One of my favorite expressions is “on the outside looking in.” I love this expression because it has so many different things it can mean. One meaning is that of exclusion carrying the idea of one having been ostracized and is now looking in at a situation from the outside. The other idea this euphemism holds is that of being able to get an outside perspective on one’s self. The latter is what I found in “My Jesus Year” by Benyamin Cohen.
Cohen is an Orthodox Jew who began to feel very complacent and uninspired in his faith journey of Judaism. After years of rituals, recitations, and rhetoric he felt his faith had become stagnant. The son of a rabbi with brothers who were rabbis themselves, Cohen felt like the black sheep of the family. This caused him to wrestle with his Jewish faith in a very raw, and authentic way. This led him to the journey which became the premise of the book.
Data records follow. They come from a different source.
PR #1916, opened 2026-06-06
fix: display version for Homebrew MySQL

Dragonliu2018:
## Description

  MySQL installed via Homebrew (and some other distributions) reports a plain `X.Y.Z` version string during the handshake with no trailing suffix — for example `9.6.0` instead of the more common `9.6.0-log` or `8.0.32-debian`.

  `ServerInfo.from_version_string()` uses a series of regex patterns to detect the server species and extract the version number. All existing patterns  require a `-` separator, so a plain `X.Y.Z` string falls through to the  `else` branch, which previously hardcoded `parsed_version = ""`.

 As a result, the welcome banner displayed `MySQL ` with a trailing space and  no version number.

  **Fix**: in the `else` branch, attempt to extract the version with a simple`X.Y.Z` regex before falling back to an empty string. The species remains `MySQL` — only the displayed version number changes.

  **Before:**
  MySQL
  mycli 1.73.0

  **After:**
  MySQL 9.6.0
  mycli 1.73.0

## Checklist

    ```bash
    ```

### DIFF
--- a/mycli/sqlexecute.py
+++ b/mycli/sqlexecute.py
@@ -68,7 +68,8 @@ class ServerInfo:
             (r"(?P<version>[0-9\.]+)-MariaDB", ServerSpecies.MariaDB),
             (r"[0-9\.]*-TiDB-v(?P<version>[0-9\.]+)-?(?P<comment>[a-z0-9\-]*)", ServerSpecies.TiDB),
             (r"(?P<version>[0-9\.]+)[a-z0-9]*-(?P<comment>[0-9]+$)", ServerSpecies.Percona),
-            (r"(?P<version>[0-9\.]+)[a-z0-9]*-(?P<comment>[A-Za-z0-9_]+)", ServerSpecies.MySQL),
+            # Also matches plain "X.Y.Z" with no suffix (e.g. Homebrew MySQL).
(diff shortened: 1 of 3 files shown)


mycli/sqlexecute.py
```diff
@@ -77,8 +77,11 @@ def from_version_string(cls, version_string: str) -> ServerInfo:
                 detected_species = species
                 break
         else:
+            # Some distributions (e.g. Homebrew MySQL) return a plain "X.Y.Z"
+            # version string with no suffix, so none of the patterns above match.
             detected_species = ServerSpecies.MySQL
-            parsed_version = ""
+            plain_match = re.match(r"^([0-9]+\.[0-9]+\.[0-9]+)", version_string)
```
rolandwalker: Hi!  Can't this match be done above in `re_species` with `^` and `$` anchors?

Dragonliu2018: Good idea! Instead of keeping a separate match in the else branch, I merged it into re_species by making the suffix optional:
```python
(r"(?P<version>[0-9]+\.[0-9]+\.[0-9]+)[a-z0-9]*(-(?P<comment>[A-Za-z0-9_]+))?", ServerSpecies.MySQL),
```
This handles both X.Y.Z-suffix and plain X.Y.Z in a single rule. Thanks!

rolandwalker (approved):

rolandwalker:
Super appreciated!

PR #1917, opened 2026-06-06
feat: support doris server specie

Dragonliu2018:
## Description

[Apache Doris](https://doris.apache.org/) implements the MySQL wire protocol and hard-codes `5.7.99` as its handshake version string, making it indistinguishable from MySQL during connection. mycli previously identified Doris as `MySQL` with a blank version.

**Fix**: after every connection classified as `MySQL`, run a lightweight probe:

```sql
SELECT @@version_comment, @@version
```

If `"doris"` appears in either field (e.g. `'Doris version doris-2.1.7-rc01'`), extract the real version number and update `server_info` to`ServerInfo(ServerSpecies.Doris, "2.1.7")`.

**Before / After:**

```
# Before
MySQL 
MySQL root@doris-host:(none)>

# After
Doris 2.1.7
Doris root@doris-host:(none)>
```

## Checklist

    ```bash
    ```

### DIFF
--- a/mycli/sqlexecute.py
+++ b/mycli/sqlexecute.py
@@ -39,6 +39,7 @@ class ServerSpecies(enum.Enum):
     MariaDB = "MariaDB"
     Percona = "Percona"
     TiDB = "TiDB"
+    Doris = "Doris"
     Unknown = "Unknown"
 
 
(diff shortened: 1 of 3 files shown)


mycli/sqlexecute.py
```diff
@@ -366,6 +367,38 @@ def connect(
         if not self.sandbox_mode:
             self.reset_connection_id()
             self.server_info = ServerInfo.from_version_string(conn.server_version)  # type: ignore[attr-defined]
+            self._detect_doris()
+
+    def _detect_doris(self) -> None:
```
rolandwalker: It would be preferable if this was cast as a utility method which returned a value rather than setting `self.server_info` as a side effect.  What do you think?

rolandwalker:
Hi!  Thanks for the contributions.  You can ignore the Codex failures.  I need to update an API key.

In this PR, we could also update the list of supported servers in the README.

mycli/sqlexecute.py
Dragonliu2018: Good point! Refactored it into `_probe_doris_version()` which returns str | None (the Doris version string, or None if not Doris). The caller now handles constructing the ServerInfo. Thanks!

rolandwalker (approved):

Dragonliu2018:
> Hi! Thanks for the contributions. You can ignore the Codex failures. I need to update an API key.
> 
> In this PR, we could also update the list of supported servers in the README.

Done! Updated README.md to include Apache Doris in the list of supported servers.

rolandwalker:
Perfect!

PR #1918, opened 2026-06-06
perf: skip LLM imports when MYCLI_LLM_OFF is set

Dragonliu2018:
## Description
`special/__init__.py` unconditionally imported LLM symbols on every startup, pulling in the entire `openai` package even when LLM features are unused. `llm.py` and `main.py` already guarded their imports with `MYCLI_LLM_OFF`, but `__init__.py` bypassed that protection.

This PR brings `__init__.py` in line with the rest: when `MYCLI_LLM_OFF=1`, LLM imports are skipped and lightweight stubs are provided instead, reducing startup time.

## Checklist

    ```bash
    ```

### DIFF
--- a/mycli/packages/special/__init__.py
+++ b/mycli/packages/special/__init__.py
@@ -1,3 +1,5 @@
+import os
+
 from mycli.packages.special.dbcommands import (
     list_databases,
     list_tables,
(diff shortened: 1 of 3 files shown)


mycli/packages/special/__init__.py
```diff
@@ -1,3 +1,5 @@
+import os as _os
```
rolandwalker: Why is `as _os` needed?

Dragonliu2018: It's unnecessary. Simplified to import os. Thanks!

rolandwalker (approved):

rolandwalker:
Great catch, thank you!

PR #1943, opened 2026-06-19
Spinners for setup steps with `--progress` `--batch`

rolandwalker:
## Description

For large `--batch` scripts (the very kind of SQL scripts for which the progress bar is useful) the initial steps of pre-parsing the batch and optionally replaying the checkpoint log can take substantial time. Therefore, add text and spinners showing the stage and progress of the setup steps.

A lightweight new dependency is added due to limitations in the spinners from `prompt-toolkit`: the `prompt-toolkit` spinners must have a known upper bound to which to iterate, and they leave behind random "mid-spin" characters on completion like

    pre-parsing batch \

which creates visual confusion about whether the step completed successfully.

`yaspin` spinners can integrate with `prompt-toolkit` more deeply than is done here, and could also for instance be used during long interactive queries (though that particular usecase may have little value).

Another option would be spinners from the `rich` library, which we may try in the future, if adopting `rich` for tabular output.

Motivation: the pause before showing the progress bar was recently opaque to me when running a large `--batch` script of ~70M statements.  It took several seconds to parse the script.

Examples:

last image

Screenshot 2026-06-19 at 3 06 53 PM

## Checklist

    ```bash
    ```

### DIFF
--- a/mycli/main_modes/batch.py
+++ b/mycli/main_modes/batch.py
@@ -10,6 +10,7 @@ import prompt_toolkit
 from prompt_toolkit.shortcuts import ProgressBar
 from prompt_toolkit.shortcuts.progress_bar import formatters as progress_bar_formatters
 import pymysql
+from yaspin import yaspin
 
 from mycli.packages.batch_utils import statements_from_filehandle
 from mycli.packages.interactive_utils import confirm_destructive_query
@@ -28,6 +29,7 @@ def replay_checkpoint_file(
     batch_path: str,
     checkpoint_path: str | None,
     resume: bool,
+    progress: bool = False,
 ) -> int:
     if not resume:
         return 0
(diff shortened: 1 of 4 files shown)


mycli/main_modes/batch.py
```diff
@@ -48,16 +50,27 @@ def replay_checkpoint_file(
                 batch_gen = statements_from_filehandle(batch_h)
             except ValueError as e:
                 raise CheckpointReplayError(f'Error reading --batch file: {batch_path}: {e}') from None
+            if progress:
+                spinner = yaspin(text='replaying checkpoint', side='right', stream=sys.stderr)
+                spinner.start()
```
scottnemes: This instance of spinner doesn't use `with` like the other, so if the outer try/except errors out after the spinner starts it won't be stopped

rolandwalker: Thanks, good catch!

PR #1951, opened 2026-06-20
Make batch execution noninteractive by default

rolandwalker:
## Description
* replace `--noninteractive` flag with `--warn-batch`, with an inverted meaning
 * when `--warn-batch` is set, it overrides myclirc's `destructive_warning` setting
 * let `--execute` work exactly like `--batch`
 * send destructive-query confirmation prompts to the standard error, since users running batch scripts will often have the standard output redirected

This is a breaking change, not least because the `--noninteractive` flag no longer has an effect, and disappears from the docs.  But passing it causes a Click warning referring the user to `--warn-batch`.

Preparation for release 2.0.

## Checklist

    ```bash
    ```

### DIFF
--- a/mycli/main.py
+++ b/mycli/main.py
@@ -201,6 +201,10 @@ class CliArgs:
         clickdc=None,
         help='Warn before running a destructive query.',
     )
+    warn_batch: bool = clickdc.option(
+        is_flag=True,
+        help='Warn before running a destructive query when executing a script.',
+    )
     local_infile: bool | None = clickdc.option(
         type=bool,
         is_flag=False,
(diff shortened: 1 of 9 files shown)


mycli/main.py
```diff
@@ -209,6 +209,10 @@ class CliArgs:
         clickdc=None,
         help='Warn before running a destructive query.',
     )
+    batch_warn: bool = clickdc.option(
```
scottnemes: Looks like `destructive_warning` is set to True by default, but the new `batch_warn` is False by default (default Click value for bool). Might be worth calling that out in the changelog, or setting batch_warn to True by default. Could see that one getting some people unexpectedly

rolandwalker: The intent of the PR is for batch mode to be non-interactive by default.  Added to the changelog, updating the name of the flag as well.

scottnemes (approved):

In a quest to get more out of his own faith, Cohen spends one year exploring another faith—Christianity. This book is his memoir. He is up front that he had no intention of converting to Christianity or of turning his back on Judaism. But rather, he wants to find what elements of Christianity could be applied to his Jewish faith and how he could learn from the way others worship and experience God. He attends an Easter service put on by an African-American mega-church at the Georgia Dome in
The result is a delightful and even hilarious read of an outsider’s journey through the channels of Christianity that will challenge and inspire. There was a time when I would have been bothered by the thought of a Christian book written by a non-Christian. But I’ve learned that there is a lot to be learned from people who don’t share my views. And there are some things that Christians have done so long they are just “normal” but to an outsider, these things were so strange, and sometimes even absurd. So here’s what you can take from My Jesus Year.
- You can see just how odd some things we do in the church look to someone who is not a Christian.
- You get a good glimpse at the Jewish roots of Christianity and a better understanding of where we’ve come from as Christians.
- You get to see what value there is to a lot of the things we do in the Christian faith that have just become habitual.